# How long did it take to sell your GTR?



## R32 Combat (Jan 29, 2004)

I bored and I was thinking, how long does it take to sell a GTR? There are a few that have been for sale for ages. 

I know there are many variables, this poll is just a rough idea.


----------



## *Shane* (Jul 21, 2009)

Money is also a big factor today when buying / selling a gtr


----------



## mattysupra (Oct 31, 2008)

Its hard to put a time on it mate

Anyway i spent a while looking at GTR's before i brought mine. 

There are plenty of crap cars out there! 

The same one's seem to be for sale many months and even a year or so later, I guess the good ones sell pretty fast. Then you have the top cars that can also take a while to sell but again i 'guess' because the right buyer needs to come along that will pay the extra few £££ for a mint or well built example. 

Me personally i held out to find the correct car.
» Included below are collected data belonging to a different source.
PR #2157, opened 2022-05-01
Remove sidecar dependency and add netcoreapp3.1 TFM

cgillum:
The purpose of this PR is to get Java support working with extension bundles. Java support already works with extensions.json, but it doesn't work with extension bundles because extension bundlers are not able to target the net60 TFM (which was required in the v2.7.0 release).

### Background

In https://github.com/Azure/azure-functions-durable-extension/pull/2151, I attempted to enable bundles support by removing the net60 TFM and having everything target netstandard2.0. This almost worked, except that the gRPC libraries made it impossible to support .NET Core 2.2, which meant we couldn't support Azure Functions v2.0. While it's true that both .NET Core 2.2 and Functions 2.0 are deprecated, there are still many Durable apps running on Functions V2 (we estimate 1000+ such apps), meaning we could accidentally break many of them if a) they depend on bundles or b) they try to upgrade to newer extension versions for bug fixes. This PR is a non-breaking alternative. The tradeoff is that we're not able to support V2 or V3 bundles. **With this PR, Java will be supported only on Functions V3 or higher and with bundles V4 or higher**. Durable will still be functional on Functions V2.

### Summary of changes

* Updates extension version to v2.7.1
* Removes the dependency on Microsoft.DurableTask.Sidecar, which required .NET 6. Everything we need is now directly included in the extension.
* Adds a netcoreapp3.1 target, which we're told can be supported in bundles V4.
* Adds a Functions V2 smoke test to ensure we don't accidentally break V2 in this change or any future changes.
* Removes the extra API documentation XML files. These were unnecessarily bloating the nuget package file since they aren't used for generating API documentation.
* Refactored WebJobs.Extensions.DurableTask.csproj to make it easier to understand which target has which dependencies (this file was getting a bit unruly)
* Added new compile-time constants, `FUNCTIONS_V2_OR_GREATER` and `FUNCTIONS_V3_OR_GREATER` to help manage which code gets compiled for which platform.

### Pull request checklist

* [x] My changes **do not** change the major or minor version of the WebJobs.Extensions.DurableTask package


test/FunctionsV2/WebJobs.Extensions.DurableTask.Tests.V2.csproj
```diff
@@ -1,7 +1,7 @@
 ﻿<Project Sdk="Microsoft.NET.Sdk">
 
   <PropertyGroup>
-    <TargetFramework>net6.0</TargetFramework>
+    <TargetFramework>net60</TargetFramework>
```
davidmrdavid, line 4: What is the difference between these two?

src/WebJobs.Extensions.DurableTask/WebJobs.Extensions.DurableTask.csproj
```diff
@@ -16,53 +16,59 @@
...
   </ItemGroup>
-
-  <ItemGroup Condition="'$(TargetFramework)' != 'net462'">
+  
+  
+  <!-- 
+    .NET Standard 2.0 settings: These are for Functions V2 and above but may not contain some V3+ settings.
+    This is also the target for extension bundles V2 and V3.
+  -->
+  <PropertyGroup Condition="'$(TargetFramework)' == 'netstandard2.0'">
```
davidmrdavid, line 66: Should we add a comment noting Functions V2 is deprecated and that therefore we're less inclined to update these dependencies?

src/WebJobs.Extensions.DurableTask/OutOfProcMiddleware.cs
```diff
@@ -408,8 +401,8 @@ private static FailureDetails GetFailureDetails(Exception e)
             const string ExceptionDelimeter = "\nException: ";
             const string StackDelimeter = "\nStack: ";
 
-            ReadOnlySpan<char> messageSpan = rpcExceptionMessage;
-            int startException = messageSpan.IndexOf(ExceptionDelimeter);
+            ReadOnlySpan<char> messageSpan = rpcExceptionMessage.AsSpan();
+            int startException = messageSpan.IndexOf(ExceptionDelimeter.AsSpan());
```
davidmrdavid, line 405: I notice a handful of these `.AsSpan()` and `ToArray()` casts have been introduced. What happened that leads to these being _now_ necessary?

davidmrdavid (commented):
Left a few questions.
Also, given that you added a new V2 dotnet smoke test: can we also add a JS or Python smoke test using Function V2? Since we're dealing with the OOProc code-paths, it seems particularly relevant that we test an OOProc PL in V2.

test/FunctionsV2/WebJobs.Extensions.DurableTask.Tests.V2.csproj
cgillum: Sorry, this is an artifact of me going back and forth. They both seem to work, but the original `net6.0` seems to be what's in the official documentation. I'll revert this change.

src/WebJobs.Extensions.DurableTask/WebJobs.Extensions.DurableTask.csproj
cgillum: I don't know what comment I'd write here. There are still a lot of customers using Durable on Functions V2 and I think the decision about whether to make updates to these dependencies may need to be made on a case-by-case basis.

src/WebJobs.Extensions.DurableTask/OutOfProcMiddleware.cs
cgillum: The change is that we've downgraded from .NET 6 to .NET Core 3.1 and have lost access to some of these convenient and/or high-performance enhancements.

src/WebJobs.Extensions.DurableTask/WebJobs.Extensions.DurableTask.csproj
davidmrdavid: Fair enough. I was just concerned about the duplication of dependency declarations across TFMs, but I guess there's nothing we can really do about that. We can leave this as is

davidmrdavid (approved):
New changes make sense to me, thanks!
LGTM so long as CI goes green

src/WebJobs.Extensions.DurableTask/WebJobs.Extensions.DurableTask.csproj
cgillum: I originally considered removing the duplication, but I figured it's very possible that we may want to change the common dependencies across these two targets.  Having them be declared independently makes it easier for us to change one without accidentally changing the other (or otherwise adding complicated conditional logic).

cgillum:
Ugh...copy/paste error on the GitHub actions workflow name....will update this.

cgillum:
I'm going to test this against a modified V4 extension bundle that targets `netcoreapp3.1` (or `net6.0`) to ensure everything works properly end-to-end before merging.

davidmrdavid:
Sounds good. Do reach out if you need assistance with that!

cgillum:
Verified end-to-end using local preview bundles!

PR #2168, opened 2022-05-06
Throw on illegal await

davidmrdavid:
This adds a check for "illegal awaits" at the end of orchestrator code execution. If an illegal await is detected, we throw an exception.

This is necessary because currently we only check for illegal awaits each time a DF API is invoked, so we're missing the case where the illegal await occurs **without** a subsequent DF API being used.

This exception will not transition the DTFx-level orchestrator state to `Failed`, but it should result in Functions-level telemetry indicating that an illegal await took place.

Related to: https://github.com/Azure/durabletask/pull/725

### Pull request checklist

### DIFF
--- a/release_notes.md
+++ b/release_notes.md
@@ -1,6 +1,6 @@
 ## New Features
 
-None
+- Improve telemetry to detect "illegal"/non-DF Tasks being awaited (https://github.com/Azure/azure-functions-durable-extension/pull/2168)
 
 ## Bug fixes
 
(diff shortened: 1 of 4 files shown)


davidmrdavid:
@cgillum

My testing focused on the scenario this was trying to catch: the illegal await at the **end** of the orchestrator code.

So I mostly just added `await Task.Delay(<someNum>);` at the end of simple orchestrator implementations in C# and checked that the exception was thrown, and it showed up in the `func cli` logs.

Frankly, I did not test other existing scenarios: I was hoping those would get caught in existing E2E tests, smoke tests, and perf tests. I did test that a  simple, legal, C# orchestrator is not affected by this change, but I haven't tried anything too complex.

If you'd like, I can grab the C# DF Patterns samples and triple check they continue to work with this change.

cgillum (approved):
Okay thanks - I think I feel reasonably good about this change.

PR #5395, opened 2026-07-28
Show the FlowFuse AI and MCP nodes on /integrations

dimitrieh:
## Description

The `/integrations` page reads three feeds: the Node-RED library mirror at `ff-integrations.flowfuse.cloud/api/nodes`, plus the Hub and Edge certified catalogues. The FlowFuse AI nodes and the MCP server nodes are in none of them, because both packages are published only to the private registry and so never reach the public library.

A fourth catalogue does list them, `ff-certified-nodes.flowfuse.cloud/ff-catalogue.json` ("FlowFuse Nodes", 13 modules). This adds it as a source and filters it down: eleven of its modules are `@flowfuse` packages the library API already returns with download counts and author data, so those richer entries win and only modules missing from both other sources are taken from the new feed. Today that is `@flowfuse-nodes/nr-ai-nodes` and `@flowfuse-nodes/nr-mcp-server-nodes`.

They are classified as `recommended`, which sorts them into the block directly after the certified entries and gives them a generated detail page. Both carry a `flowfuse.com` docs URL in the catalogue, so the existing docs-path handling links them to `/node-red/flowfuse/ai/` and `/node-red/flowfuse/mcp/` without an override.

The two shared helpers were generalised to take the tier and an optional collection, since the fetch and normalise logic is identical across all three catalogue feeds. A feed that fails still degrades to an empty list rather than taking the page down.

## Related Issue(s)

Closes FlowFuse/engineering#212

## Checklist

### DIFF
--- a/nuxt/types/integrations.ts
+++ b/nuxt/types/integrations.ts
@@ -109,3 +109,11 @@ export const INTEGRATION_CATEGORIES: Record<string, string> = {
 export const INTEGRATIONS_API = 'https://ff-integrations.flowfuse.cloud/api/nodes'
 export const CERTIFIED_HUB_API = 'https://ff-certified-nodes.flowfuse.cloud/ff-it.json'
 export const CERTIFIED_EDGE_API = 'https://ff-certified-nodes.flowfuse.cloud/ff-ot.json'
+
+/*
+    The FlowFuse-published node packages, which are a different set from the Hub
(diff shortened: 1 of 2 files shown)


dimitrieh:
CleanShot 2026-07-28 at 15 32 16@2x

n-lark (approved):

dimitrieh:
enabling auto-merge, thanks @n-lark

PR #5405, opened 2026-07-28
Give Food & Beverage its own nav icon

dimitrieh:
## Description

Replaces `snowflake` (cold chain) with `fast-food-outline` from Ionicons, the icon suggested in review. MIT licensed. Applied to both front ends.

Kept at its native 512 viewBox: Ionicons draws it at stroke-width 32, which is 1/16 of the viewBox, the same ratio Heroicons gets from 1.5 on 24, so it matches its neighbours without adjustment.

## Related Issue(s)

Review feedback on #5375.

## Checklist


dimitrieh:
This needs a follow up, one sec

dimitrieh:
@Yndira-E updated: this now uses the exact icon you suggested, `fast-food-outline` from Ionicons, pulled from the set rather than redrawn. MIT licensed.

The first push had a hand-drawn fork and glass instead, because the shape wasn't identifiable from the screenshot alone. That stand-in is gone.

It needed no adaptation to fit the set: Ionicons draws it at `stroke-width="32"` on a 512 viewBox, which is 1/16, the same ratio Heroicons gets from `1.5` on 24. So it sits at the same weight as the icons either side of it. Checked in both front ends, since 11ty nests the file inside the wrapper the shortcode emits and Nuxt inlines it directly.

One thing worth your eye on the preview: the other marks in that panel are plant and equipment metaphors (wind turbine, factory, building), and a burger with a soda cup reads more quick-service restaurant than food manufacturing. Happy either way, it's your call, but flagging it now rather than after it ships.

Yndira-E (approved):

PR #5412, opened 2026-07-28
Reduce duplicate CI/Netlify builds per PR push

ZJvandeWeg:
## Summary
- `test.yml` now cancels in-progress runs for the same ref (matching `sast-scan.yml`), so pushing multiple commits to a PR no longer queues redundant full builds that just get superseded.
- `netlify.toml` skips the `branch-deploy` build context, since deploy previews already build every PR commit — branch deploys were building the same commit a second time.

## Test plan
- [ ] Push a couple of quick commits to this PR branch and confirm only the latest "Tests" run executes (earlier ones show as cancelled).
- [ ] Confirm Netlify shows only a deploy-preview build for this PR's commits, no branch-deploy build.


dimitrieh:
Both changes do what the description says, and the Netlify half is correctly scoped: `ignore` under `[context.branch-deploy]` does not cascade into `[context.deploy-preview]`, and Netlify treats exit 0 as "skip", so this kills only branch-deploy builds. One thing I'd want changed before this goes in.

**The concurrency block also cancels runs on `main`.** `test.yml` is `on: push` with no branch filter, so the group resolves to `Tests-refs/heads/main` for merge commits too. `main` has no branch protection, so "Tests" is not a required check, which makes the post-merge run the only thing that ever builds the site and runs the hyperlink check with `--check-anchors` over `nuxt/dist`. Yesterday five PRs merged inside six minutes. Under this config each merge cancels the previous main run, so most of those commits would never get link-checked, and any eventual failure attaches to whichever commit happened to survive.

```yaml
concurrency:
  group: ${{ github.workflow }}-${{ github.ref }}
  cancel-in-progress: ${{ github.ref != 'refs/heads/main' }}
```

That keeps the intended win, deduping pushes to PR branches, which is where the queue cost actually comes from.

Related: the "matching sast-scan.yml" framing in the commit message isn't quite equivalent. `sast-scan.yml` filters `push` to `branches: [main]` and picks up PR coverage from a separate `pull_request` trigger, so its group keys differ from an unfiltered `on: push`.

Two smaller notes:

* I'd keep `command = "npm run build:nuxt"` alongside the new `ignore` in the branch-deploy block. If anyone later makes the ignore conditional, branch deploys silently fall back to the root `[build]` command, which also runs `index:algolia` and would write the search index from a branch.
* Branches with no open PR lose previews entirely, since deploy-preview only fires for PRs. Worth confirming nobody relies on pushing a branch and sharing its URL before opening the PR.

Worth being explicit in scope: this doesn't touch the two things that actually hurt, the ~100 minute builds when the image cache misses, and the 3-build concurrency cap. Roughly halving builds for branches that have a PR is still a real win, but queue depth on a stacked set remains.

Also, both test-plan boxes are still unticked. The Netlify one matters here, because a misconfigured `ignore` fails silently by producing no preview at all.

dimitrieh:
TL;DR: ship it, with one change.

* **Blocking:** `cancel-in-progress: true` also cancels merge runs on `main`, since `on: push` has no branch filter. That run is the only full build and link check we get, because `main` has no required checks. Make it `cancel-in-progress: ${{ github.ref != 'refs/heads/main' }}`.
* **Nits:** keep `command = "npm run build:nuxt"` next to the new `ignore`; branches with no open PR lose previews entirely; the `sast-scan.yml` comparison in the commit message isn't equivalent (it filters `push` to `main`).

dimitrieh (approved):
@ZJvandeWeg see comments above

dimitrieh:
@ZJvandeWeg Merged main in and took main's `test.yml` wholesale. The concurrency block already landed in #5601, guard included, and the conflict here was only against the shared build workflow from #5515.

What's left against main is the branch-deploy skip, with `command` kept next to the `ignore`.

- Trade-off, noted in the commit: a branch with no open PR now gets no preview at all.
- Worth ticking the Netlify test-plan box before merge. A wrong `ignore` fails quietly, by producing no preview.

PR #5439, opened 2026-07-30
Fix invisible headings when a stale color-mode preference is stored

dimitrieh:
## Description

Headings rendered near-white on the white page background (contrast ratio 1.00) for any visitor whose stored `nuxt-color-mode` was not `light`. `colorMode.preference` only covers first-time visitors: @nuxtjs/color-mode's inline head script reads the stored value ahead of the config and puts `.dark` on `<html>` before first paint, and its own `app:mounted` hook then copies that stored value back into the reactive state and re-persists it, so the state never settles on light and the class is never removed.

Renaming `storageKey` retires every stale value, because that key is exactly what the inline script looks up. Nuxt UI's dark tokens are additionally re-pointed at its own light values, so the class cannot change how anything renders even if it ever does appear.

This also removes `force-light-mode.client.ts`, which was verified in the browser to be a no-op: it assigned `preference` a value the hydrated state already held, so no watcher fired, and the module's `app:mounted` hook overwrote it afterwards regardless. Happy to keep it if you would rather.

Verified with Playwright against production and against this branch's config: with no stored value (the state every visitor lands in after this change) `.dark` is absent and `light` is persisted under both light and dark OS preferences; and with `.dark` forced on, the token override reproduces the light rendering identically across all 603 coloured elements on the page.

## Related Issue(s)

Follow-up to #5406 and #5422.

## Checklist

### DIFF
--- a/nuxt/assets/css/theme.css
+++ b/nuxt/assets/css/theme.css
@@ -21,6 +21,39 @@
     --ui-text-highlighted: var(--color-gray-700);
 }
 
+/* Single-theme safety net. colorMode is pinned to light in nuxt.config.ts, but
+   the class that drives Nuxt UI's dark palette is applied by an inline script
+   from client state, so a stale or hand-set value can still put `.dark` on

I was lucky to have a good budget to start with so i started by looking at the cheaper cars with a idea of restoring them but soon learnt that getting a bargain for 'cheap' would not work out so cheap in the end and ended up looking further up the price range to find my ideal car. 


Basically my point is the bargains sell quick but they are rare!

The cheap cars dont really sell! 

The expensive cars sell but to only selected buyers!


----------



## Nocturnal (Nov 5, 2004)

In a very sad way if you look at it... most GTR is a bargain.

Cars that have been properly build and look after can easily cost double to triple the amount of the asking price... 
However, because they are a specialist car... they are very difficult to sell.


----------



## T04Z GTR (Dec 8, 2008)

Nocturnal said:


> In a very sad way if you look at it... most GTR is a bargain.
> 
> Cars that have been properly build and look after can easily cost double to triple the amount of the asking price...
> However, because they are a specialist car... they are very difficult to sell.



I 100% agree & never a truer word spoken Nocturnal...

I truley believe that untill you've actuely built a high spec GTR or any other performance car for that matter, people just have no real idea of the £££ & time involved to do it properly... 

& the cost of mantaining it after to a high standard... (il come back to this point)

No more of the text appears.